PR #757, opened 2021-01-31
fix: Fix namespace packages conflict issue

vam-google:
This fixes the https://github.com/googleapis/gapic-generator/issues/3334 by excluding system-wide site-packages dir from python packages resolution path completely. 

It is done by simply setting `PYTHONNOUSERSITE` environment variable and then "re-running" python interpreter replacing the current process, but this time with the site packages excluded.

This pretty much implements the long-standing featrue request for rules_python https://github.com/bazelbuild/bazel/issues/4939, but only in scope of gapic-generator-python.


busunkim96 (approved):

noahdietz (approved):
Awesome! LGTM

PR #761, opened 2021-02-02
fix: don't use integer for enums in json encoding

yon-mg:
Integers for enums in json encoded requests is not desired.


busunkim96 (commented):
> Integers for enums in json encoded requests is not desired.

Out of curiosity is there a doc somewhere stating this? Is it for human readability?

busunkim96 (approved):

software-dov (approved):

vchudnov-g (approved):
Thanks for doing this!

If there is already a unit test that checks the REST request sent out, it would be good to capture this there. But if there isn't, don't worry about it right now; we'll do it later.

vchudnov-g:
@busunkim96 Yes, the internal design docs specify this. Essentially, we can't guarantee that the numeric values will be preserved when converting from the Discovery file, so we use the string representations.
======
# Task brief
All lines from the one containing "Out of curiosity" to the last line of the material above must be copied exactly, and only those.

# Written response
Out of curiosity is there a doc somewhere stating this? Is it for human readability?

busunkim96 (approved):

software-dov (approved):

vchudnov-g (approved):
Thanks for doing this!

If there is already a unit test that checks the REST request sent out, it would be good to capture this there. But if there isn't, don't worry about it right now; we'll do it later.

vchudnov-g:
@busunkim96 Yes, the internal design docs specify this. Essentially, we can't guarantee that the numeric values will be preserved when converting from the Discovery file, so we use the string representations.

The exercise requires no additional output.